- PROVIDED DATA

PR #1041, opened 2026-02-24
Implement std/os package for env/process/fs primitives

### LINKED ISSUE #586: Implement `os` package for stdlib
The documentation page does not expose usage stats, but in everyday Go code the most commonly used `os` functions cluster around files, directories, env vars, and processes.

## Very common file helpers

- **Open / Create / OpenFile / NewFile** – opening existing files, creating new ones, or opening with specific flags and permissions.
- ReadFile / WriteFile – convenience helpers that read or write an entire file in one call.
- Stat / Lstat / FileInfo methods (from `File.Stat`, etc.) – getting file metadata like size, perms, and modification time.
- Remove / RemoveAll / Rename / Truncate – deleting files, recursively removing trees, renaming, and truncating.

## Directories and temporary paths

- Mkdir / MkdirAll – creating single directories or full directory trees.
- MkdirTemp / CreateTemp / TempDir – managing temporary directories or files for scratch work.
- ReadDir / File.ReadDir – listing directory entries in a portable way.

## Environment variables and config

- Getenv / LookupEnv – reading environment variables, with `LookupEnv` used when you need to distinguish “not set” from “empty string”.
- Setenv / Unsetenv / Clearenv / Environ – setting, removing, clearing, or enumerating environment variables.
- ExpandEnv / Expand – interpolating `$VAR` or `${VAR}` in config strings using the current environment or a custom mapping.

## Process, paths, and runtime info

- Getwd – getting the current working directory.
- Chdir – changing the current working directory in CLI tools or tests.
- Args / Exit – accessing command‑line arguments and exiting with a status code.
- Getpid / Getppid / Hostname / Executable – basic process and host information.

emil14:
## Summary
- expand `std/os` from `Args`/`Environ` to a practical typed surface for environment, process, filesystem, and temp-path operations
- add runtime function implementations for new `#extern` bindings and register them in `internal/runtime/funcs/registry.go`
- fix `args` runtime function list construction bug (pre-sized slice + append)
- add targeted unit tests for new runtime helpers and a focused e2e package for `std/os`

## Design notes
- kept this iteration value-oriented and dataflow-friendly (path/key/value/perm inputs + typed outputs)
- intentionally avoided introducing stateful file-handle API in this PR to keep semantics explicit and composable in static dataflow
- query-style components without natural data input are signal-triggered (`sig`) to avoid autonomous senders

## Validation
- `golangci-lint run ./internal/runtime/funcs/... ./e2e/os_package/...`
- `go test ./internal/runtime/funcs/... ./e2e/os_package`
- `golangci-lint run ./...`
- `go test ./...` (broad run started and progressed through many e2e packages; targeted changed-package suites fully passed)

Part of #1033
Closes #586


e2e/os_package/main/main.neva
```diff
@@ -0,0 +1,26 @@
+import {
```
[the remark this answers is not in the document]
emil14: Done: split the os package coverage into separate e2e modules for `os_args`, `os_process`, and `os_fs`, and kept `os_package` focused on env behavior.

emil14 (commented):
# Review Summary
## Critical Issues (Blocking)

- WORK ORDER
Reproduce all of the entries word for word. Omit nothing.

- WRITTEN RESPONSE
PR #1041, opened 2026-02-24
Implement std/os package for env/process/fs primitives

### LINKED ISSUE #586: Implement `os` package for stdlib
The documentation page does not expose usage stats, but in everyday Go code the most commonly used `os` functions cluster around files, directories, env vars, and processes.

## Very common file helpers

- **Open / Create / OpenFile / NewFile** – opening existing files, creating new ones, or opening with specific flags and permissions.
- ReadFile / WriteFile – convenience helpers that read or write an entire file in one call.
- Stat / Lstat / FileInfo methods (from `File.Stat`, etc.) – getting file metadata like size, perms, and modification time.
- Remove / RemoveAll / Rename / Truncate – deleting files, recursively removing trees, renaming, and truncating.

## Directories and temporary paths

- Mkdir / MkdirAll – creating single directories or full directory trees.
- MkdirTemp / CreateTemp / TempDir – managing temporary directories or files for scratch work.
- ReadDir / File.ReadDir – listing directory entries in a portable way.

## Environment variables and config

- Getenv / LookupEnv – reading environment variables, with `LookupEnv` used when you need to distinguish “not set” from “empty string”.
- Setenv / Unsetenv / Clearenv / Environ – setting, removing, clearing, or enumerating environment variables.
- ExpandEnv / Expand – interpolating `$VAR` or `${VAR}` in config strings using the current environment or a custom mapping.

## Process, paths, and runtime info

- Getwd – getting the current working directory.
- Chdir – changing the current working directory in CLI tools or tests.
- Args / Exit – accessing command‑line arguments and exiting with a status code.
- Getpid / Getppid / Hostname / Executable – basic process and host information.

emil14:
## Summary
- expand `std/os` from `Args`/`Environ` to a practical typed surface for environment, process, filesystem, and temp-path operations
- add runtime function implementations for new `#extern` bindings and register them in `internal/runtime/funcs/registry.go`
- fix `args` runtime function list construction bug (pre-sized slice + append)
- add targeted unit tests for new runtime helpers and a focused e2e package for `std/os`

## Design notes
- kept this iteration value-oriented and dataflow-friendly (path/key/value/perm inputs + typed outputs)
- intentionally avoided introducing stateful file-handle API in this PR to keep semantics explicit and composable in static dataflow
- query-style components without natural data input are signal-triggered (`sig`) to avoid autonomous senders

## Validation
- `golangci-lint run ./internal/runtime/funcs/... ./e2e/os_package/...`
- `go test ./internal/runtime/funcs/... ./e2e/os_package`
- `golangci-lint run ./...`
- `go test ./...` (broad run started and progressed through many e2e packages; targeted changed-package suites fully passed)

Part of #1033
Closes #586


e2e/os_package/main/main.neva
```diff
@@ -0,0 +1,26 @@
+import {
```
[the remark this answers is not in the document]
emil14: Done: split the os package coverage into separate e2e modules for `os_args`, `os_process`, and `os_fs`, and kept `os_package` focused on env behavior.

emil14 (commented):
# Review Summary
## Critical Issues (Blocking)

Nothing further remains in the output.